31 January 2025

Generative Models Focus On Decoder Architecture

The influential LLM model milestone to come to light that popularized to some degree the cascade of generative models was the GPT-1 with decoder architecture and eventually followed into GPT-3. Since then, there has been a trend for LLM models to be more decoder focused. Other models that have played significant roles include: Bert, Transformer-XL, ELMo, ULMFiT, and LaMDA. T5 has been one of the few exceptions for an encoder-decoder architecture. You would wonder why this is the case. 

Why Decoders Dominate:
  • Autoregressive Generation: Decoders are good at predicting next item in a sequence. This autoregressive approach is fundamental to generation for coherence and novel content.
  • Sequential Processing: Decoders process information step-by-step building on past generations which gives them long-range dependency capabilities to create complex and structured outputs.
  • Task-Specific Optimization: They can handle complexities in grammar, semantics, and context.
  • Simplified Training: Decoder-only models are simpler to train as they only need to learn the conditional probability distribution of next token given the previous ones. No need for a separate encoding step.
  • Focus on Sequence-to-Sequence Tasks: Early successes on sequence-to-sequence tasks showed that for generation tasks the decoder component was most important and the computationally expensive aspect.
  • Efficiency: For tasks that mainly require generating new content, you could achieve comparable or better results with just a decoder-only model and with less computational cost.
  • Attention is All You Need: Decoders, by their nature, already used self-attention and adapting to a decoder-only setup was straightforward and highly effective.
  • Scalability: Decoder-only Transformers scale well paving the way for very large models to generate highly coherent and creative text
  • Computational Cost: Training encoder-decoder models is more expensive and often prohibitive especially for companies on limited budgets.
  • Performance Gains: For generative tasks, performance gains were not seen as substantial with the introduction of an encoder step to justify the additional computational cost.

The Role of Encoders: While decoders are used for generation, encoders are used for understanding and representation of inputs. 
  • Contextual Understanding: Encoders provide for rich representations and capture meaning and context that enables better relevancy to decoder generation tasks.
  • Feature Extraction: Encoders extract key features which the decoder can then use to generate context-specific output.

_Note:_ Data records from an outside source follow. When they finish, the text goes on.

PR #570, opened 2019-05-20
Add support for configuring shared memory size

andrew-leung:
Adds the ability to configure the size of /dev/shm shared memory.

If no shm value is provided, a default value is used.
If the value provided is larger than the memory, the job is rejected.

### DIFF
--- a/titus-api/src/main/java/com/netflix/titus/api/jobmanager/model/job/ContainerResources.java
+++ b/titus-api/src/main/java/com/netflix/titus/api/jobmanager/model/job/ContainerResources.java
@@ -17,11 +17,13 @@
 package com.netflix.titus.api.jobmanager.model.job;
 
 import java.util.List;
+import java.util.Objects;
 import javax.validation.Valid;
 import javax.validation.constraints.Min;
 
 import com.netflix.titus.api.jobmanager.model.job.sanitizer.EfsMountsSanitizer;
 import com.netflix.titus.api.model.EfsMount;
+import com.netflix.titus.common.model.sanitizer.ClassInvariant;
 import com.netflix.titus.common.model.sanitizer.FieldInvariant;
 import com.netflix.titus.common.model.sanitizer.FieldSanitizer;
 import com.netflix.titus.common.util.CollectionsExt;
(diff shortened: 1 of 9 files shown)


titus-api/src/main/java/com/netflix/titus/api/jobmanager/model/job/ContainerResources.java
```diff
@@ -103,43 +122,20 @@ public boolean equals(Object o) {
...
-        }
-        return efsMounts != null ? efsMounts.equals(that.efsMounts) : that.efsMounts == null;
+        return Double.compare(that.cpu, cpu) == 0 &&
+                gpu == that.gpu &&
+                memoryMB == that.memoryMB &&
+                diskMB == that.diskMB &&
+                networkMbps == that.networkMbps &&
+                allocateIP == that.allocateIP &&
+                shmMB == that.shmMB &&
+                efsMounts.equals(that.efsMounts);
```
rgulewich: This leaves out the `efsMounts != null` guard in the previous code - not sure if that's OK here or not.

titus-api/src/main/java/com/netflix/titus/api/jobmanager/model/job/ContainerResources.java
```diff
@@ -171,7 +168,8 @@ public static Builder newBuilder(ContainerResources containerResources) {
                 .withDiskMB(containerResources.getDiskMB())
                 .withNetworkMbps(containerResources.getNetworkMbps())
                 .withAllocateIP(containerResources.isAllocateIP())
-                .withEfsMounts(containerResources.getEfsMounts());
+                .withEfsMounts(containerResources.getEfsMounts())
+                .witShmMB(containerResources.getShmMB());
```
rgulewich: Should this be `.with`, instead of `.wit` (an extra "h")?

titus-api/src/main/java/com/netflix/titus/api/jobmanager/model/job/ContainerResources.java
```diff
@@ -221,12 +220,24 @@ public Builder withAllocateIP(boolean allocateIP) {
             return this;
         }
 
+        public Builder witShmMB(int shmMB) {
```
rgulewich: See comment above.

titus-api/src/main/java/com/netflix/titus/api/jobmanager/model/job/ContainerResources.java
andrew-leung: This was just the intelliJ regenerate to hash/equals. Maybe I chose the wrong format. Will check.

titus-api/src/main/java/com/netflix/titus/api/jobmanager/model/job/ContainerResources.java
andrew-leung: Good catch!

PR #571, opened 2019-05-28
Move TierSlaUpdated and AvailableCapacityService to its own thread

amitaekbote:


titus-server-master/src/main/java/com/netflix/titus/master/scheduler/DefaultTierSlaUpdater.java
```diff
@@ -53,7 +54,7 @@
     public DefaultTierSlaUpdater(SchedulerConfiguration schedulerConfiguration,
                                  ApplicationSlaManagementService applicationSlaManagementService,
                                  AvailableCapacityService availableCapacityService) {
-        this(schedulerConfiguration, applicationSlaManagementService, availableCapacityService, Schedulers.io());
+        this(schedulerConfiguration, applicationSlaManagementService, availableCapacityService, SchedulerExt.createSingleThreadScheduler("tier-sla-updater"));
```
tbak: We need shutdown method here to destroy the scheduler.

titus-server-master/src/main/java/com/netflix/titus/master/service/management/internal/DefaultAvailableCapacityService.java
```diff
@@ -67,7 +68,7 @@ public DefaultAvailableCapacityService(CapacityManagementConfiguration configura
                                            ServerInfoResolver serverInfoResolver,
                                            AgentManagementService agentManagementService,
                                            Registry registry) {
-        this(configuration, serverInfoResolver, agentManagementService, registry, Schedulers.io());
+        this(configuration, serverInfoResolver, agentManagementService, registry, SchedulerExt.createSingleThreadScheduler("available-capacity-service"));
```
tbak: We need shutdown method here to destroy the scheduler.

PR #574, opened 2019-05-30
Add task activity to job activity api 

amitaekbote:


titus-grpc-api/src/main/proto/netflix/titus/job_activity_history.proto
```diff
@@ -29,20 +29,42 @@ message JobActivityRecord {
...
 }
 
+message TaskActivityQueryResult {
+    repeated TaskActivityRecord records = 1;
+}
+
 service JobActivityService {
 
-    /// Get all known TitusMaster instances.
+    /// Get all known active job records.
```
tbak: What about point queries (by jobId or taskId)?

PR #575, opened 2019-06-03
Extend the 'MasterInstance' supervisor model

tbak:


titus-common/src/main/java/com/netflix/titus/common/util/StringExt.java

Gemini and T5: These models use both encoder and decoder architectures as a balance for better context understanding and generation.
  • T5: This model takes in input and output as texts in a unified architecture where the encoder understands the input and the decoder generates the output.
  • Gemini: This model supports multiple modalities where the encoder provides understanding and representation from various modalities and generates a more context-specific output in a specific modality. 

GPT Recap 
  • GPT-1 (2018): demonstrated potential of decoder-only transformer architecture with 117 million parameters
  • GPT-2 (2019): scaled up with 1.5 billion parameters, this increase led to improvements in text generation quality and coherence, raising concerns for misuse
  • GPT-3 (2020): massive step forward with 175 billion parameters, scale up achieved greater performance, wider coverage on NLP tasks for text generation, translation, and few-shot learning

Throughout this process training techniques and model architectures were improved. Eventually, this effort shaped the advancements of LLM and the trend towards more versatile models.